Another important ancient Ship which is clearly associated with a Dove is, of course, the Ark of Noah. Both of these prominent Ship-Dove combinations should be decisive proof that the ancients knew of the constellation we today call Columba, that they saw it as a Dove, and that they paired it with the Ship constellation, which is right next-door to Columba.

These ancient connections should be enough to get you excited about going out to look for Columba yourself, if you can possibly do so.  But there's even more!  In his 1940 book Lost Light: An Interpretation of Ancient Scriptures (discussed in this previous post, which also contains links to enable you to read the whole thing online), Alvin Boyd Kuhn discusses the spiritual significance of the symbol of the dove, and connects this discussion to the constellation Columba and specifically the star Phact (alpha Columbae). 

Noting that in the New Testament, the Holy Ghost is described as descending upon the baptism of Jesus (which he explains on page 395 to be "in itself a complete representation of the incarnational experience"), Kuhn writes:
Then the immersion took place.  And it was at the conclusion of the rite that the spirit from heaven descended upon him in the symbol of the dove.  This bird, sharing the role with the hawk and bennu or phoenix, emblemed primarily the life-giving power of the third element, air (mind).  Dove is traced to "Tef," the breathing force.  It stands in general for the divine energy of the soul.  In the planisphere another star beside Sothis, somewhat farther south, stood in position to announce the coming of the solar year and the sun-god.  This was the star Phact, the Dove.  The hawk, allied to the dove, was the divine symbol of Horus.  When divinized Horus received the hawk, Jesus the dove.  Horus rose as the dove as well as the hawk; for he exclaims: "I am the Dove; I am the Dove!"  396.
Note that in the Richard Hinckley Allen book linked previously, the discussion by that author of Columba and the star Phact includes the following interesting paragraph:
Although inconspicuous, Lockyer thinks that it [that is, Phact] was of importance in Egyptian temple worship, and observed from Edfu and Philae as far back as 6400 BC; but that it was succeeded by Sirius about 3000 BC, as alpha Ursae Majoris was by gamma Draconis in the north.  And he has found three temples at Medinet Habu, adjacent to each other, yet differently oriented, apparently towards alpha [Phact], 2525, 1250, and 900 years before our era: all these to the god Amen.  He thinks that as many as twelve different temples were oriented to this star; but the selection of so faint an object for so important a purpose would seem doubtful.
In that paragraph, Allen is commenting upon (and disagreeing somewhat) with the findings of the famous mathemetician, scientist, golfer, and lover of poetry, Norman Lockyer (who is credited with discovering helium, and who was also an early and influential archeo-astronomer).  Allen argues that so faint a star as Phact would hardly be the object of as many temple-alignments as Lockyer ascribed to the star by the ancient Egyptians, but the passage from Alvin Boyd Kuhn cited just before may argue otherwise.  

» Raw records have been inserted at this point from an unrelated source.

PR #591, opened 2023-01-04
Update to JupyterLite 0.1.0b17 and the `piplite_urls` config

jtpio:
With JupyterLite `0.1.0b17`, the `piplite_urls` configuration has changed and should now be put under the `PipliteAddon` field: https://github.com/jupyterlite/jupyterlite/releases/tag/v0.1.0b17

This change also pins to `jupyterlite[all]==0.1.0b17` for now to avoid catching potential breaking changes during the beta cycle.


thewtex (approved):
:1234: :+1: @jtpio thanks!

PR #599, opened 2023-01-17
DOC: Thin plate spline example updates

thewtex:
- Add missing package dependencies
 - Fix kwarg: point_sets -> point_set
 - Use web3.storage for data storage -- the hash does not appear to be stable


thewtex:
Merging to resolve CI greenness on main -- data hash has changed.

PR #600, opened 2023-01-17
WIP: DOC: Reload examples page if itkwidgets[lab] installed later

thewtex:
If the imjoy jupyterlab extension is installed after JupyterLab has been loaded, the page needs to be reloaded to load up the added JavaScript.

Note Kuhn's extremely interesting assertion that our modern English word "dove" is etymologically related to the ancient Egyptian word "Tef" (note that "t" is an unvoiced "d," and "f" is an unvoiced "v," so that the words "Tef" and "dove" are really linguistically close relatives, and nearly linguistically interchangeable).  The Egyptian goddess Tefnut was the twin sister of Shu the air, and the mother of Nut the starry sky and Geb the earth.

For all these reasons, it is important to become familiar with this fascinating (if somewhat difficult to locate) constellation, and the next few weeks will be some of the best times all year to go outside and appreciate it for yourself.